7 Temmuz 2008 Pazartesi

Halil Delice'den enfes bir yazı


Türkiye Gazetesi'nin güreş yazarı, Kırkpınar ustası Halil Delice, Kırkpınar sonrası 'güçlüyken adil olmak' başlığıyla son derece güzel bir yazı kaleme almış. Delice hem yazısında peşrevin anlamından bahsederken, artık günümüzde ermeydanlarında sık sık görülen aşırı galibiyet sevinçlerinden bahsediyor...


3 Temmuz Perşembe günü Trakya Üniversitesi tarafından düzenlenen sempozyumda, “Türkün Dünya Görüşünün Aynası Peşrev” konulu tebliği sunduk. Bu tebliğde çok şeyler anlattık, hem de bu güne kadar söylenmemiş şeyleri. İnşallah bunları haber haline getireceğiz. Kırkpınar’da yeni uygulamaya konulan “kura ile galibi belirleme” kuralını bundan sonraki yazımızda inceleyeceğiz.


Bugün, peşrevde çok güzel dile getirilen günümüz insanlığının en büyük derdi “Güçlüyken adil olmak” konusuna temas etmek istiyoruz.En zor şey güçlüyken adil olmak, var iken dağıtabilmektir. Ecdat bunu çok iyi bildiğinden, bir vatan ediniş destanı olan Kırkpınar yağlı güreşlerinin en önemli öğesi olan peşrevde bu gerçeği dile getirmiş. Pehlivanlar cazgırın duasını bitirip, “Hep birlikte şu aslanlara diyelim maşallah” demesiyle, kartalın kanat çırpmasını, kurdun hedefe atılmasını, okun yeni ufuklara uçmasını, kır atın şahlanmasını andırır şekilde, peşreve, çırpınmağa başlarlar.


Bu esnada gözleri sağ baştaki pehlivandadır. Ondan işaret gelince üç adım geri, daha sonra üç adım ileri yürürler ve sağ dizi üzerine çökerler.
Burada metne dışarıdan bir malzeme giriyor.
PR #9561, opened 2022-01-25
docker: k8s release process updates

derekperkins:
This is an update to the release process for the `/docker/k8s/...` images for individual binaries. This should all be pushed into Docker Hub configuration, and then `release.sh` can be removed I just haven't had the chance to do it. I still manually build and publish images from my machine for every release.

### DIFF
--- a/docker/k8s/Dockerfile
+++ b/docker/k8s/Dockerfile
@@ -13,7 +13,7 @@
 # limitations under the License.
 
 ARG VT_BASE_VER=latest
-ARG DEBIAN_VER=buster-slim
+ARG DEBIAN_VER=stable-slim
 
 FROM vitess/base:${VT_BASE_VER} AS base
 
--- a/docker/k8s/Dockerfile
+++ b/docker/k8s/Dockerfile
@@ -13,10 +13,11 @@
 # limitations under the License.
 
 ARG VT_BASE_VER=latest
+ARG DEBIAN_VER=buster-slim
 
 FROM vitess/base:${VT_BASE_VER} AS base
 
-FROM debian:buster-slim
+FROM debian:${DEBIAN_VER}
 
 # TODO: remove when https://github.com/vitessio/vitess/issues/3553 is fixed
 RUN apt-get update && \
--- a/docker/release.sh
+++ b/docker/release.sh
@@ -14,55 +14,55 @@ do
   docker build --build-arg VT_BASE_VER=$vt_base_version --build-arg DEBIAN_VER=$debian_version-slim -t vitess/k8s:$vt_base_version-$debian_version .
   docker tag vitess/k8s:$vt_base_version-$debian_version vitess/k8s:$vt_base_version
   docker push vitess/k8s:$vt_base_version-$debian_version
-  if [ $debian_version = $default_debian_version ]; then docker push vitess/k8s:$vt_base_version; fi
+  if [[ $debian_version == $default_debian_version ]]; then docker push vitess/k8s:$vt_base_version; fi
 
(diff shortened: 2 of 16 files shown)


derekperkins:
None of the failing tests are related to these changes

docker/k8s/Dockerfile
```diff
@@ -13,10 +13,11 @@
 # limitations under the License.
 
 ARG VT_BASE_VER=latest
+ARG DEBIAN_VER=buster-slim
```
mattlord, line 16: We're doing vitess latest, I wonder if it's worth using Debian stable (buster is currently oldstable)?

docker/release.sh
```diff
@@ -1,73 +1,68 @@
...
+  echo "####### Building vitess/vt:$debian_version"
 
-docker build --build-arg VT_BASE_VER=$vt_base_version -t vitess/vtgate:$vt_base_version-buster vtgate
-docker tag vitess/vtgate:$vt_base_version-buster vitess/vtgate:$vt_base_version
-docker push vitess/vtgate:$vt_base_version-buster
-docker push vitess/vtgate:$vt_base_version
+  docker build --build-arg VT_BASE_VER=$vt_base_version --build-arg DEBIAN_VER=$debian_version-slim -t vitess/k8s:$vt_base_version-$debian_version .
+  docker tag vitess/k8s:$vt_base_version-$debian_version vitess/k8s:$vt_base_version
+  docker push vitess/k8s:$vt_base_version-$debian_version
+  if [ $debian_version = $default_debian_version ]; then docker push vitess/k8s:$vt_base_version; fi
```
mattlord, line 17: I think that we should do this in one of two ways:
```
 if [ "$debian_version" = "$default_debian_version" ];
```
```
 if [[ $debian_version == $default_debian_version ]];
```

Single bracket is posix compliant, but requires quoting values for string comparisons. Double bracket allows for more natural operations. Double == is more explicit IMO as it's clearly full equality comparison rather than assignment, but either works with double brackets.

mattlord (changes requested):
We'll need to tweak the equality conditions but otherwise it seems fine. I'm not familiar with the context here though like you are. Is there anything related to this that we should do as part of the upcoming 13.0-RC and/or 13.0 (GA) releases?

Thank you!

docker/release.sh
derekperkins: I went with #2 - I trust your opinion :)

docker/k8s/Dockerfile
derekperkins: Done

derekperkins:
Thanks for the review. The only thought I have about v13 is about the default debian version. I'm publishing both `buster` and `bullseye` specific images, but the unspecified tag `v12.0.3` currently matches `buster`. I was thinking about switching that to `bullseye` for v13. 

IIRC, nothing in official Vitess documentation uses these anymore, but anyone running from the original helm charts would use these. Docker Hub shows a few hundred thousand downloads on average for most of these, but I'm not sure how active they are recently. FWIW, I didn't publish the log4j images until I submitted this PR, so nobody was beating down the door for the updates.

image

mattlord:
> Thanks for the review. The only thought I have about v13 is about the default debian version. I'm publishing both `buster` and `bullseye` specific images, but the unspecified tag `v12.0.3` currently matches `buster`. I was thinking about switching that to `bullseye` for v13.

I would default to pairing latest GA with latest GA here. So Vitess 13.0 on bullseye.

> IIRC, nothing in official Vitess documentation uses these anymore, but anyone running from the original helm charts would use these. Docker Hub shows a few hundred thousand downloads on average for most of these, but I'm not sure how active they are recently. FWIW, I didn't publish the log4j images until I submitted this PR, so nobody was beating down the door for the updates.

Those have been deprecated in previous releases and entirely removed in v13 AFAIK. So I think we're OK there. 

THANK YOU!

mattlord (approved):

PR #9563, opened 2022-01-26
Escape the DROP TABLE statements in TrafficSwitcher

mattlord:
## Description
This is a follow-up to https://github.com/vitessio/vitess/pull/9522

We missed escaping the final `DROP TABLE` statements and thus `MoveTables {Cancel,Complete}` can still fail when tables that were moved, which have special characters in them or use reserved words, are cleaned up.

Adding a table with special characters `Lead-1` to the vreplication e2e tests exposed another bug: while generating reverse streams (while switching writes) the table name in the BinlogSource rule filter was not being escaped causing failures in reverse replication and vdiffs of reverse workflows. Fixed in this PR.

## Related Issue(s)
Follow-up to: https://github.com/vitessio/vitess/pull/9522

## Checklist
- [x] Tests have been updated


rohit-nayak-ps (approved):
lgtm

go/vt/wrangler/traffic_switcher.go
```diff
@@ -1168,7 +1168,7 @@ func (ts *trafficSwitcher) createReverseVReplication(ctx context.Context) error
 					// We currently assume the primary vindex is the best way to filter, which may not be true.
 					inKeyrange = fmt.Sprintf(" where in_keyrange(%s, '%s.%s', '%s')", sqlparser.String(vtable.ColumnVindexes[0].Columns[0]), ts.SourceKeyspaceName(), vtable.ColumnVindexes[0].Name, key.KeyRangeString(source.GetShard().KeyRange))
```
mattlord, line 1169: We don't need to escape these too?

mattlord, line 1169: We don't need to escape these too?

go/vt/wrangler/traffic_switcher_test.go
```diff
@@ -822,17 +822,17 @@ func testTableMigrateOneToMany(t *testing.T, keepData, keepRoutingRules bool) {
...
 		tme.dbSourceClients[0].addQuery("delete from _vt.copy_state where vrepl_id in (3, 4)", &sqltypes.Result{}, nil)
 	}
 
 	createReverseVReplication := func() {
-		deleteReverseReplicaion()
+		deleteReverseReplication()
 
-		tme.dbSourceClients[0].addQueryRE(`insert into _vt.vreplication.*test_reverse.*ks2.*-80.*t1.*from t1\\".*t2.*from t2\\"`, &sqltypes.Result{InsertID: 1}, nil)
-		tme.dbSourceClients[0].addQueryRE(`insert into _vt.vreplication.*test_reverse.*ks2.*80-.*t1.*from t1\\".*t2.*from t2\\"`, &sqltypes.Result{InsertID: 2}, nil)
+		tme.dbSourceClients[0].addQueryRE(`insert into _vt.vreplication.*test_reverse.*ks2.*-80.*t1.*from `+"`"+"t1`"+`\\".*t2.*from `+"`"+"t2`"+`\\"`, &sqltypes.Result{InsertID: 1}, nil)
```
mattlord, line 834: Not an issue functionally, but curious why we did +"`"+"t1`"+ instead of +"`t1`"+. Probably just an oversight but wanted to be sure.

mattlord (commented):
I had one question about whether or not we also need to escape the identifiers in the `in_keyrange()` SQL function. Otherwise, it LGTM. Thanks, @rohit-nayak-ps !

go/vt/wrangler/traffic_switcher.go
rohit-nayak-ps: `in_keyrange` is analyzed in golang and not seen by mysql, so I believe we are good here.

go/vt/wrangler/traffic_switcher_test.go
rohit-nayak-ps: Yes, oversight it should be "\`t1\`"

PR #9564, opened 2022-01-26
Changed to assert and require for tests

arvind-murty:
# Description

Changed `t.Errorf` and `t.Fatalf` statements to `assert`, `require`, and so on.
Also fixed a linter error in `conn.go`.

## Checklist


vmg (approved):
Seems fine. Re-running the tests...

Üç adım geri gitmek, Hak, adalet, aşk karşısında boynumuz kıldan ince; üç adım ileri gitmek de, hedefimiz, amacımız, şehitlik, hakkın rızası, insanların duası manasındadır.Daha sonra da sağ elini toprağa dokundurduktan sonra üç defa, dizine, dudaklarına ve başına götürürler. Bu, “Ey pehlivan, gücün ve ustalığınla mağrur olma... Topraktan geldin, yine toprak olacaksın... Sahip bulunduğun nimetlerin hesabını vereceksin... Gücün, ustalığın, malın, rütben, sende emanettir, sana ihsandır. Bunlar mesuliyet demektir... Sahip olduğun bu üstünlükleri hak yolunda kullanıp kullanmadığının hesabını vereceksin” anlamındadır.


İşte günümüz insanının en büyük açmazı budur. Gücü, kuvveti, malı, makamı, bilgiyi, hesabı verilecek emanet bilmemesidir. Eğer bütün bunlar, emanet bilinmezse, gidiş kendini dev aynasında görmeğe, zulmün en karanlığına düşmeğedir.Ecdadımız, buğday başağı gibi ol demiş. Yani gücün, malın, bilgin artıkça, boynun dikilmesin, tam tersi olgunlaşan buğday başağı gibi bükülsün, ‘sahip olduğum bu nimetlerin şükrünü nasıl yerine getiririm’ endişesiyle.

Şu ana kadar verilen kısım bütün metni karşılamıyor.